Suppose that the light bulb we have at home consumes a potency of: 12W, a value set by the manufacturer after being subjected to the necessary tests, and the voltage it has, is exactly 120Vrms. We have voltage and potency, then, in the resistance, it should will pass an intensity of:
I = W / V = 12 [W] / 120 [V] = 0.1 [A]
And the resistance of the wire that is in the light bulb is of:
R = V / I = 120 [V] /0.1 [A] = 1200 [Ohms]
As additional information, when a light bulb decreases its light intensity is due to the decreased voltage, example, suppose that the voltage decreased to 100Vrms.
W = V ^ 2 / R = 10000 [V ^ 2] / 1200 [Ohms] = 8.33 [W]
The potency generated (or consumated) decreased, so it will illuminate less. On the other hand suppose that there is a peak of voltage (a sudden increase of voltage, they usually happen), and increases to 140 Vrms:
W = 19600 [V ^ 2] / 1200 [Ohms] = 16.33 [W]
Too much potency for the light bulb and to prevent heat from bursting the glass, fulfilling the same function as a fuse (protection), the wire breaks to prevent fires or damage to third parties.
I hope you have liked them, comment, make your requests, share, etc., greetings;).
This is a great explanation of a complex topic. The example of the light bulb made sense to me! I'm looking forward to more posts. Followed!
Thanks :D, I try to be as simple as possible. Of course, I have many ideas for blog material, wait for the second MiniE!!
I always was taught that 'I' = Current (not intensity). RMS = Root Means Squared, this is the same as taking the absolute value and it is about the AC voltage multiplied by .707, but you are correct that it is approximately the DC equivalent of the AC. Informative post. Thank you.

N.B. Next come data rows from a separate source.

PR #1026, opened 2026-08-16
feat(ios): call opencode:context on session open (BET-1030)

antoinedc:
Opened automatically for `multica/BET-1030-ios-opencode-context`, which was pushed without a pull request.

Relates to BET-1030.

### DIFF
--- a/mobile/native/MantaUI/ChatSessionStore.swift
+++ b/mobile/native/MantaUI/ChatSessionStore.swift
@@ -244,6 +244,13 @@ final class ChatSessionStore: ObservableObject {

Yes, it is commonly known as "current", but the physical phenomenon is "Intensity", that is why the "I".
As for what you tell me about: RMS, you're right. This took importance because: At that time, there was first the continuous voltage and then the alternating voltage. Then to see the equivalence between the two, they were compared.
They looked for the exact value of a certain "current" (as you know) produced the same calorific effects as an alternating current over a given resistance. From there they simplified and came to postulate the mathematical equation. However, the 0.707 is due to the fact that the voltage coming from the outlets has no DC component, ie, the sine wave perfectly oscillates between "Vp, 0, -Vp". Of this last I do not remember much, perhaps I am mistaken, but I am almost sure that it is so.
Thanks for reply, I hope to see you in my next posts. The idea is also to exchange knowledge.
Thanks for clarifying. You can measure AC using peak-to-peak, peak, or RMS. What you described is peak-to-peak. That is where you measure the most positive and the most negative points, add the together (ignoring the negative sign). Peak is just one side, either the positive or negative. You already know the RMS. To convert, you divide peak-to-peak by 2 and multiply by .707 = RMS. I'm sure you can calculate RMS from peak. And this is based on if you are generating a pure sine wave. The calculation is different if you have a square or a saw tooth wave. You are correct that for certain things you need to evaluate the circuit in a DC rather then an AC value. But if you deal in radio transmission, you need to understand how DC is used to set a 'Q' point so you can correctly bias a transistor. The AC is the signal you are trying to amplify. It sounds somewhat convoluted but if you understand the basics (e.g. ohm's law, kirchhoff's and thevenin's theorem) it becomes easier.
Yes, I enjoy bantering with you and hope to do more in the future. Have a good evening.